How do I get the number of rows of a pandas dataframe df?

ok I found out, i should have called method not check property, so it should be df.count() no df.count

^ Dangerous! Beware that df.count() will only return the count of non-NA/NaN rows for each column. You should use df.shape[0] instead, which will always correctly tell you the number of rows.

Note that df.count will not return an int when the dataframe is empty (e.g., pd.DataFrame(columns=["Blue","Red").count is not 0)

could use df.info() so you get row count (# entries), number of non-null entries in each column, dtypes and memory usage. Good complete picture of the df. If you're looking for a number you can use programatically then df.shape[0].

Mateen Ulhaq

For a dataframe df, one can use any of the following:

len(df.index)

df.shape[0]

df[df.columns[0]].count() (== number of non-NaN values in first column)

https://i.stack.imgur.com/wEzue.png

Code to reproduce the plot:

import numpy as np
import pandas as pd
import perfplot

perfplot.save(
    "out.png",
    setup=lambda n: pd.DataFrame(np.arange(n * 3).reshape(n, 3)),
    n_range=[2**k for k in range(25)],
    kernels=[
        lambda df: len(df.index),
        lambda df: df.shape[0],
        lambda df: df[df.columns[0]].count(),
    ],
    labels=["len(df.index)", "df.shape[0]", "df[df.columns[0]].count()"],
    xlabel="Number of rows",
)

There's one good reason why to use shape in interactive work, instead of len(df): Trying out different filtering, I often need to know how many items remain. With shape I can see that just by adding .shape after my filtering.
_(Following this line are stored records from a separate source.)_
PR #1194, opened 2021-04-30
Change misleading message about route being cause of delay

djwhatle:
The message given when Rsync doesn't start after 10 minutes misleads the user. There are multiple reasons why Rsync could be stuck, and blanketly stating that the route is at fault is not accurate.

**Previous**
```
Paused - waiting for route to be admitted
```

**New**
```
Migration may be stuck.
```

image

In the above case, a bad PV with missing backing store was the cause of failure, completely unrelated to routes.

The next step will be for me to go into the backend and
1. Present this message before 10 minutes of nothing happening.
2. Give the user a call-to-action


djwhatle:
Here's what the current messaging looks like
image

ibolton336:
Looking good!

ibolton336 (approved):
LGTM

PR #1196, opened 2021-05-05
Highlight pending and terminating resources in blue as well

djwhatle:
https://user-images.githubusercontent.com/7576968/117170814-548b9480-ad98-11eb-9df4-38822d55589e.mov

With len() the editing of the command-line becomes much more cumbersome, going back and forth.

Won't work for OP, but if you just need to know whether the dataframe is empty, df.empty is the best option.

I know it's been a while, but isn't len(df.index) takes 381 nanoseconds, or 0.381 microseconds, df.shape is 3 times slower, taking 1.17 microseconds. did I miss something? @root

(3,3) matrix is bad example as it does not show the order of the shape tuple

How is df.shape[0] faster than len(df) or len(df.columns)? Since 1 ns (nanosecond) = 1000 µs (microsecond), therefore 1.17µs = 1170ns, which means it's roughly 3 times slower than 381ns

Peter Mortensen

Suppose df is your dataframe then:

count_row = df.shape[0]  # Gives number of rows
count_col = df.shape[1]  # Gives number of columns

Or, more succinctly,

r, c = df.shape

If the data set is large, len (df.index) is significantly faster than df.shape[0] if you need only row count. I tested it.
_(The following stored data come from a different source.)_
PR #1205, opened 2021-05-11
Target namespace mapping

ibolton336:
https://user-images.githubusercontent.com/11218376/117891016-2fa98c80-b284-11eb-8609-bb82ff848924.mov


vconzola (changes requested):
Please add the popover on the Target name column header. Also, I can't tell for sure what color it is, but the check icon should be blue. It looks green to me, but I have trouble distinguishing blue and green.

ibolton336:
@vconzola updated

ibolton336:
Screen Shot 2021-05-12 at 11 14 56 AM

vconzola (commented):
LGTM. Thanks Ian.

ibolton336:
Waiting for https://github.com/patternfly/patternfly-react/pull/5770 before merging.

apinnick:
Typo in the first sentence: "names" > "name"

The tooltip belongs to "Target name". Suggest changing to "Target namespace".

Suggested text: "By default, the target namespace has the same name as the source namespace. Click the Edit icon to update the name of the target namespace."

Alternatively, you could also remove the first sentence completely. If the target namespace column is populated, the correspondence between the source and target namespace names should be obvious to the user.

ibolton336:
Screen Shot 2021-05-13 at 9 10 25 AM

@vconzola @apinnick how does this look?

apinnick:
LGTM!

vconzola:
Me too. Thanks @apinnick .

ibolton336:
image

@vconzola After discussing with @sseago , We decided to add validation for the mapped target namespace name input. The validation checks for any duplicate target namespaces that may be mapped & the standard namespace dns1123 validation https://kubernetes.io/docs/concepts/overview/working-with-objects/names/ .Let me know if you think this wording is acceptable.

eriknelson:
How do we know the target namespaces? Is that coming from the discovery
service?

ibolton336:
@eriknelson The target ns is the same as the source by default. We are giving an option to change the target ns which will result in a namespace mapping value of srcNs:targetNs in the yaml for the namespace.

vconzola:
@ibolton336 The validation text LGTM.

eriknelson:
@ibolton336 I'm asking: how are we able to warn the user that there already exists a namespace on the target cluster that conflicts with their entered value? That requires us to have the entire list of namespaces on the target cluster and to verify there is no conflict; the UI doesn't have access to this data as far as I'm aware, unless it's been exposed somehow by something like the discovery service?

ibolton336:
@eriknelson This is to prevent creating a duplicate namespace that can occur when using the text input. They are being warned that they have mapped a namespace to an existing namespace in the src cluster list. When just using the checkbox, they were not able to make this mistake. Maybe there are edge cases where the target namespace has an existing namespace already on the cluster but this doesn't check for that.

eriknelson:
@ibolton336 *OH* I thought this was actually listing all the namespaces that already existed in the target cluster and comparing the new namespaces to that set to see if there is any overlap. We probably want to validate that as well, I'm unsure how we might be able to do that apart from a controller validation on the Plan? Have you discussed that scenario with scott at all?

sseago:
@eriknelson "I'm asking: how are we able to warn the user that there already exists a namespace on the target cluster that conflicts with their entered value? That requires us to have the entire list of namespaces on the target cluster and to verify there is no conflict; the UI doesn't have access to this data as far as I'm aware, unless it's been exposed somehow by something like the discovery service?"

We don't currently warn if the namespace alreay exists. If we decided to do that, this would be independent of the namespace mapping functionality, since even *without* mapping to a new namespace, we don't warn if the namespace already exists.

sseago:
The only namespace duplication that we validate for is if *within a plan* a target namespace is listed twice (two different source namespaces getting mapped to the same target namespace). At the controller/API level, we also validate against source namespace duplication. The user will see a similar validation error if a source namespace is duplicated as will be seen if a destination namespace is duplicated. However, on the UI side, the source namespace duplication can't really happen since the user is just checking boxes from a list of already-existing namespaces on the source cluster.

Why i do not have shape method on my DataFrame?

@ArdalanShahgholi it's probably because what was returned is a series, which is always 1 dimensional. Therefore, only len(df.index) will work

@Connor I need to have Number of rows and number of Columns from my DF. In my DF also i have a select it means i have a table and now the question is why i do not have SHAPE function on my DF?

Great question, make it a separate question on SO, share what you’ve tried and what you see as a result (give a full working set of code that’s simple for others to replicate) and then share the link to that question here. I’ll see if I can help

Dr. Jan-Philip Gehrcke

Use len(df) :-).

__len__() is documented with "Returns length of index".
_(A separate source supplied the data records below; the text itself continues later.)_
PR #1213, opened 2021-05-20
Add pending state to PVR/PVB/Backup/Restore

djwhatle:
When these Velero Resources haven't started, show them as "Pending" in the debug view instead of just a blank status.


ibolton336 (approved):
Nice work!

PR #1994, opened 2026-07-27
Add linker errors when test exceeds memory size

jordancarlin:
Updates to the linker scripts to define the memory region so that useful errors are given when the test is too large for the provided memory.


davidharrishmc (commented):
I'm not sure I like this.  It adds a lot of complexity to the linker file that every user has to absorb.  Commercial users generally understand their memory constraints, so this mostly benefits small noncommercial designs.  Can we get some more input from the ACT team about whether the pros outweigh the cons?

davidharrishmc (changes requested):
Feedback from ACT about whether this complexity is worthwhile.

UmerShahidengr (approved):

jordancarlin:
> I'm not sure I like this. It adds a lot of complexity to the linker file that every user has to absorb. 

Most of the complexity was added as part of #1983. This is mostly just adding the asserts to get better error messages.

> Commercial users generally understand their memory constraints, so this mostly benefits small noncommercial designs.

They know their memory constraints, but they don't necessarily know the size of all of the ACT ELFs. When the ACT ELF is larger than the allocated memory, it fails signature generation with a very cryptic error (indicating a trap loop). This is trying to make that easier to debug by failing with a clear message indicating there is not enough memory.

davidharrishmc (approved):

Timing info, set up the same way as in root's answer:

In [7]: timeit len(df.index)
1000000 loops, best of 3: 248 ns per loop

In [8]: timeit len(df)
1000000 loops, best of 3: 573 ns per loop

Due to one additional function call, it is of course correct to say that it is a bit slower than calling len(df.index) directly. But this should not matter in most cases. I find len(df) to be quite readable.